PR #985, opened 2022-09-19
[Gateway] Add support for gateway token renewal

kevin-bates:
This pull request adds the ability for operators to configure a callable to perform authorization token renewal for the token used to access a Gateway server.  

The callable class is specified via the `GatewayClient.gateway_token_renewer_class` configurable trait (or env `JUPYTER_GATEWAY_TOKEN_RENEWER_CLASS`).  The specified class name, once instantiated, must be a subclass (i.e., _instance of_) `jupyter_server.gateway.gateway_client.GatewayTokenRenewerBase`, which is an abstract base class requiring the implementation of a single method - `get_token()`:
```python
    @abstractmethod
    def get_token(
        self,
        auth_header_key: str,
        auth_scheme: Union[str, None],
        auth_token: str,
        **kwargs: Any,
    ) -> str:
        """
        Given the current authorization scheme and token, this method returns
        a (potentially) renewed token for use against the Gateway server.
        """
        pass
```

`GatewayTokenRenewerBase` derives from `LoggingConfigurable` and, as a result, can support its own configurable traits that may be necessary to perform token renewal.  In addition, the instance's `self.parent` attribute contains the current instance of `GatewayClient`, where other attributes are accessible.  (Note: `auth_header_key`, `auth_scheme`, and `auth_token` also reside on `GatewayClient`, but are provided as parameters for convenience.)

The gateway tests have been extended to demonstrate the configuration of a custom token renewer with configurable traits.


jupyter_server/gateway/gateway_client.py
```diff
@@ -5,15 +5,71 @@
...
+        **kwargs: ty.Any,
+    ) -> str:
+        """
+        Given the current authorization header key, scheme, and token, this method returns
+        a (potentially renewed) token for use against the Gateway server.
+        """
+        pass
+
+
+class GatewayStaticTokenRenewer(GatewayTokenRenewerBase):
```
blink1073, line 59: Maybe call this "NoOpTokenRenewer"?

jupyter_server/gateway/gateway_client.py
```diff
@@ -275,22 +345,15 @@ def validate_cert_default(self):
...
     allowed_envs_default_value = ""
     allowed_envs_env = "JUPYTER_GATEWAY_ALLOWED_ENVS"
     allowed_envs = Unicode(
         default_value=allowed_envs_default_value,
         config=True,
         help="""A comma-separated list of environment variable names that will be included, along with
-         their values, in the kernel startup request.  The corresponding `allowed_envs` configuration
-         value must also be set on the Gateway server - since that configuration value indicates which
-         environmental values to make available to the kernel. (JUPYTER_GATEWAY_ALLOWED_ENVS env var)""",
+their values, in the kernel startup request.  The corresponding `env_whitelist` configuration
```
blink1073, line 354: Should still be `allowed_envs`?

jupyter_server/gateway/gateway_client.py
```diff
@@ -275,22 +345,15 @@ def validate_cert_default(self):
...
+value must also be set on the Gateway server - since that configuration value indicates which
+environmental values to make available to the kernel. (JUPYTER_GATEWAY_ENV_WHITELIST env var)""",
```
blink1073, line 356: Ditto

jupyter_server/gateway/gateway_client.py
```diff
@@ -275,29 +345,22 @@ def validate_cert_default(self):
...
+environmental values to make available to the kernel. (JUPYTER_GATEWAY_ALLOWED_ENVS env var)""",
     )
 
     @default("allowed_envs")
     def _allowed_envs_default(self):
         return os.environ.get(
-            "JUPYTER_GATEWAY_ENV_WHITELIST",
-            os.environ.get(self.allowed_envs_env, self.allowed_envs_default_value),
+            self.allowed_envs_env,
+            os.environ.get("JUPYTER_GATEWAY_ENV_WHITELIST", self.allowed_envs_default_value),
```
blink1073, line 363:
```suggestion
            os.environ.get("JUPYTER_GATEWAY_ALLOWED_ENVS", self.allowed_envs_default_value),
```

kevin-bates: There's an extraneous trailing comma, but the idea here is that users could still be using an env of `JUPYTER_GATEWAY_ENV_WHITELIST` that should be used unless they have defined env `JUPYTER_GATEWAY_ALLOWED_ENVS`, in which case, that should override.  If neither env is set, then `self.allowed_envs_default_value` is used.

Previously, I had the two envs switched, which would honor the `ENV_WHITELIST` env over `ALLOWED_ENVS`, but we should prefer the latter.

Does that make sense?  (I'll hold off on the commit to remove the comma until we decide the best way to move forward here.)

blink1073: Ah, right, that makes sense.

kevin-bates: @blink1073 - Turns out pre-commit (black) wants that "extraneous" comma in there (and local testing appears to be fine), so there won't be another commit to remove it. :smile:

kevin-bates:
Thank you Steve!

:: What you will do ::
A word-for-word copy of all the entries above is required.

:: Response ::
PR #985, opened 2022-09-19
[Gateway] Add support for gateway token renewal

kevin-bates:
This pull request adds the ability for operators to configure a callable to perform authorization token renewal for the token used to access a Gateway server.  

The callable class is specified via the `GatewayClient.gateway_token_renewer_class` configurable trait (or env `JUPYTER_GATEWAY_TOKEN_RENEWER_CLASS`).  The specified class name, once instantiated, must be a subclass (i.e., _instance of_) `jupyter_server.gateway.gateway_client.GatewayTokenRenewerBase`, which is an abstract base class requiring the implementation of a single method - `get_token()`:
```python
    @abstractmethod
    def get_token(
        self,
        auth_header_key: str,
        auth_scheme: Union[str, None],
        auth_token: str,
        **kwargs: Any,
    ) -> str:
        """
        Given the current authorization scheme and token, this method returns
        a (potentially) renewed token for use against the Gateway server.
        """
        pass
```

`GatewayTokenRenewerBase` derives from `LoggingConfigurable` and, as a result, can support its own configurable traits that may be necessary to perform token renewal.  In addition, the instance's `self.parent` attribute contains the current instance of `GatewayClient`, where other attributes are accessible.  (Note: `auth_header_key`, `auth_scheme`, and `auth_token` also reside on `GatewayClient`, but are provided as parameters for convenience.)

The gateway tests have been extended to demonstrate the configuration of a custom token renewer with configurable traits.


jupyter_server/gateway/gateway_client.py
```diff
@@ -5,15 +5,71 @@
...
+        **kwargs: ty.Any,
+    ) -> str:
+        """
+        Given the current authorization header key, scheme, and token, this method returns
+        a (potentially renewed) token for use against the Gateway server.
+        """
+        pass
+
+
+class GatewayStaticTokenRenewer(GatewayTokenRenewerBase):
```
blink1073, line 59: Maybe call this "NoOpTokenRenewer"?

jupyter_server/gateway/gateway_client.py
```diff
@@ -275,22 +345,15 @@ def validate_cert_default(self):
...
     allowed_envs_default_value = ""
     allowed_envs_env = "JUPYTER_GATEWAY_ALLOWED_ENVS"
     allowed_envs = Unicode(
         default_value=allowed_envs_default_value,
         config=True,
         help="""A comma-separated list of environment variable names that will be included, along with
-         their values, in the kernel startup request.  The corresponding `allowed_envs` configuration
-         value must also be set on the Gateway server - since that configuration value indicates which
-         environmental values to make available to the kernel. (JUPYTER_GATEWAY_ALLOWED_ENVS env var)""",
+their values, in the kernel startup request.  The corresponding `env_whitelist` configuration
```
blink1073, line 354: Should still be `allowed_envs`?

jupyter_server/gateway/gateway_client.py
```diff
@@ -275,22 +345,15 @@ def validate_cert_default(self):
...
+value must also be set on the Gateway server - since that configuration value indicates which
+environmental values to make available to the kernel. (JUPYTER_GATEWAY_ENV_WHITELIST env var)""",
```
blink1073, line 356: Ditto

jupyter_server/gateway/gateway_client.py
```diff
@@ -275,29 +345,22 @@ def validate_cert_default(self):
...
+environmental values to make available to the kernel. (JUPYTER_GATEWAY_ALLOWED_ENVS env var)""",
     )
 
     @default("allowed_envs")
     def _allowed_envs_default(self):
         return os.environ.get(
-            "JUPYTER_GATEWAY_ENV_WHITELIST",
-            os.environ.get(self.allowed_envs_env, self.allowed_envs_default_value),
+            self.allowed_envs_env,
+            os.environ.get("JUPYTER_GATEWAY_ENV_WHITELIST", self.allowed_envs_default_value),
```
blink1073, line 363:
```suggestion
            os.environ.get("JUPYTER_GATEWAY_ALLOWED_ENVS", self.allowed_envs_default_value),
```

kevin-bates: There's an extraneous trailing comma, but the idea here is that users could still be using an env of `JUPYTER_GATEWAY_ENV_WHITELIST` that should be used unless they have defined env `JUPYTER_GATEWAY_ALLOWED_ENVS`, in which case, that should override.  If neither env is set, then `self.allowed_envs_default_value` is used.

Previously, I had the two envs switched, which would honor the `ENV_WHITELIST` env over `ALLOWED_ENVS`, but we should prefer the latter.

Does that make sense?  (I'll hold off on the commit to remove the comma until we decide the best way to move forward here.)

blink1073: Ah, right, that makes sense.

kevin-bates: @blink1073 - Turns out pre-commit (black) wants that "extraneous" comma in there (and local testing appears to be fine), so there won't be another commit to remove it. :smile:

kevin-bates:
Thank you Steve!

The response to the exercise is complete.